For detailed MCP server documentation, see [README_MCP.md](README_MCP.md).

## Installation

Start by installing Rhubarb using `pip`.

```
pip install pyrhubarb
```

### Usage

Create a `boto3` session.

```python
import boto3
session = boto3.Session()
```

#### Call Rhubarb

Local file

```python
from rhubarb import DocAnalysis

da = DocAnalysis(file_path="./path/to/doc/doc.pdf",
boto3_session=session)
resp = da.run(message="What is the employee's name?")
resp
```

With file in Amazon S3

```python
from rhubarb import DocAnalysis

da = DocAnalysis(file_path="s3://path/to/doc/doc.pdf",
boto3_session=session)
resp = da.run(message="What is the employee's name?")
resp
```

#### Video Analysis

```python
from rhubarb import VideoAnalysis
import boto3

session = boto3.Session()

# Initialize video analysis with a video in S3
va = VideoAnalysis(
file_path="s3://my-bucket/my-video.mp4",
boto3_session=session
)

# Ask questions about the video
response = va.run(message="What is happening in this video?")
print(response)
```

#### Large Document Processing

Rhubarb supports processing documents with more than 20 pages using a sliding window approach. This feature is particularly useful when working with Claude models, which have a limitation of processing only 20 pages at a time.
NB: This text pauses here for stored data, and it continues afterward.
PR #5466, opened 2025-07-24
fix(snowflake)!: Remove `UNKNOWN` type from `TRY_CAST`

VaggelisD:
https://github.com/tobymao/sqlglot/pull/2560 made it so that Snowflake's `TRY_CAST` is generated only if the value is of type `{TEXT, UNKNOWN}`; The latter was added to preserve roundtrips but can hurt transpilation attempts coming from other dialects.

To fix this, this PR adds a new boolean arg to `exp.Cast` and removes `UNKNOWN` types from that branch as a "best effort" transpilation attempt.

### DIFF
--- a/sqlglot/expressions.py
+++ b/sqlglot/expressions.py
@@ -5755,6 +5755,7 @@ class Cast(Func):
         "safe": False,
         "action": False,
         "default": False,
+        "requires_string": False,
     }
 
     @property
--- a/sqlglot/expressions.py
+++ b/sqlglot/expressions.py
@@ -5755,7 +5755,6 @@ class Cast(Func):
         "safe": False,
         "action": False,
         "default": False,
-        "requires_string": False,
     }
 
     @property
@@ -5786,7 +5785,7 @@ class Cast(Func):
 
 
 class TryCast(Cast):
-    pass
+    arg_types = {**Cast.arg_types, "requires_string": False}
 
 
 # https://clickhouse.com/docs/sql-reference/data-types/newjson#reading-json-paths-as-sub-columns
--- a/sqlglot/parser.py
+++ b/sqlglot/parser.py
@@ -759,11 +759,8 @@ class Parser(metaclass=_Parser):
             this=this,
             to=to,
         ),
-        TokenType.DCOLON: lambda self, this, to: self.expression(
-            exp.Cast if self.STRICT_CAST else exp.TryCast,
-            this=this,
-            to=to,
-            requires_string=self.dialect.TRY_CAST_REQUIRES_STRING,
+        TokenType.DCOLON: lambda self, this, to: self.build_cast(
+            strict=self.STRICT_CAST, this=this, to=to
         ),
         TokenType.ARROW: lambda self, this, path: self.expression(
             exp.JSONExtract,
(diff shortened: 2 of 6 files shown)


sqlglot/expressions.py
```diff
@@ -5755,6 +5755,7 @@ class Cast(Func):
         "safe": False,
         "action": False,
         "default": False,
+        "requires_string": False,
```
georgesittas: Why was this added here instead of `TryCast`?

tests/dialects/test_snowflake.py
```diff
@@ -2605,10 +2605,10 @@ def test_try_cast(self):
...
         self.validate_all(
-            "TRY_CAST(x AS TEXT)",
+            "TRY_CAST('val' AS TEXT)",
             read={
-                "hive": "CAST(x AS STRING)",
-                "snowflake": "TRY_CAST(x AS TEXT)",
+                "hive": "CAST('val' AS STRING)",
+                "snowflake": "TRY_CAST('val' AS TEXT)",
             },
         )
```
georgesittas, line 2614: Do we test non-string inputs in Snowflake today?

sqlglot/expressions.py
VaggelisD: Because `TryCast`, `JsonCast` etc simply inherit what is in `Cast`:

```Python3
# expressions.py

class TryCast(Cast):
    pass
```

tests/dialects/test_snowflake.py
VaggelisD: Yeah, there are other `TRY_CAST` tests above that one, they're all under `test_snowflake.py::test_try_cast` so we're already testing roundtrips etc

VaggelisD: Actually, now that you say it these can be simplified, will update shortly

VaggelisD: Done in https://github.com/tobymao/sqlglot/pull/5466/commits/c93889b80b52567d352cd368c58fd48b72a39b5d, refactored those tests slightly

tests/dialects/test_snowflake.py
```diff
@@ -2605,28 +2606,24 @@ def test_try_cast(self):
...
 
         from sqlglot.optimizer.annotate_types import annotate_types
 
         expression = parse_one("SELECT CAST(t.x AS STRING) FROM t", read="hive")
 
-        expression = annotate_types(expression, schema={"t": {"x": "string"}})
-        self.assertEqual(expression.sql(dialect="snowflake"), "SELECT TRY_CAST(t.x AS TEXT) FROM t")
+        for value_type in ("string", "int"):
```
georgesittas, line 2620: Do we need `self.subTest` here?

sqlglot/expressions.py
georgesittas: Discussed in Slack about decoupling the two `arg_types` by using a base dictionary that can be augmented.

sqlglot/parser.py
```diff
@@ -8648,3 +8646,11 @@ def _parse_declare(self) -> exp.Declare | exp.Command:
             return self._parse_as_command(start)
 
         return self.expression(exp.Declare, expressions=expressions)
+
+    def build_cast(self, strict: bool, **kwargs) -> exp.Cast | exp.TryCast:
```
```suggestion
    def build_cast(self, strict: bool, **kwargs) -> exp.Cast:
```

georgesittas (approved):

To enable this feature, set `sliding_window_overlap` to a value between 1 and 10 when creating a `DocAnalysis` object:

```python
doc_analysis = DocAnalysis(
file_path="path/to/large-document.pdf",
boto3_session=session,
sliding_window_overlap=2 # Number of pages to overlap between windows (1-10)
)
```

When the sliding window approach is enabled, Rhubarb will:
1. Break the document into chunks of 20 pages
2. Process each chunk separately
3. Combine the results from all chunks

Note: The sliding window technique is not yet supported for document classification. When using classification with large documents, only the first 20 pages will be considered.

For more details, see the [Large Document Processing Cookbook](cookbooks/2-large-document-processing.ipynb).

For more usage examples see [cookbooks](./cookbooks/).

## Security

See [CONTRIBUTING](CONTRIBUTING.md#security-issue-notifications) for more information.

## License

This project is licensed under the Apache-2.0 License.